**Assigned task:** Copy each line below that includes "Build".

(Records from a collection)
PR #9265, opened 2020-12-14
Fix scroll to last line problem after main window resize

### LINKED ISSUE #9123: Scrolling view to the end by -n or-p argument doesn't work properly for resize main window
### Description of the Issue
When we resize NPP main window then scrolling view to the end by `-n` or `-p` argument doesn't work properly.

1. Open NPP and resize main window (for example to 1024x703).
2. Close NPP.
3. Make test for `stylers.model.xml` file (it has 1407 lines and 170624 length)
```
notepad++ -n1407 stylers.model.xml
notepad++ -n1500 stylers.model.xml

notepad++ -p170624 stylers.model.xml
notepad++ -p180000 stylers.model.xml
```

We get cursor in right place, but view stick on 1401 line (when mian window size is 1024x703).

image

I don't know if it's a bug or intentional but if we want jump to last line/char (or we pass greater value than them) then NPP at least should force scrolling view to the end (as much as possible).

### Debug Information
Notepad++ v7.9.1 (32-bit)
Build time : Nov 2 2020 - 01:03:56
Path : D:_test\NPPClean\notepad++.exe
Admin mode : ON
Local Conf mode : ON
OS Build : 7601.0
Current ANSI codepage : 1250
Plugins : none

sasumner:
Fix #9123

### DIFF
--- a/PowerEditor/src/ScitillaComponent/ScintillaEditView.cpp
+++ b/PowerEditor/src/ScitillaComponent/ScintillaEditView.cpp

**Result:**
Build time : Nov 2 2020 - 01:03:56
OS Build : 7601.0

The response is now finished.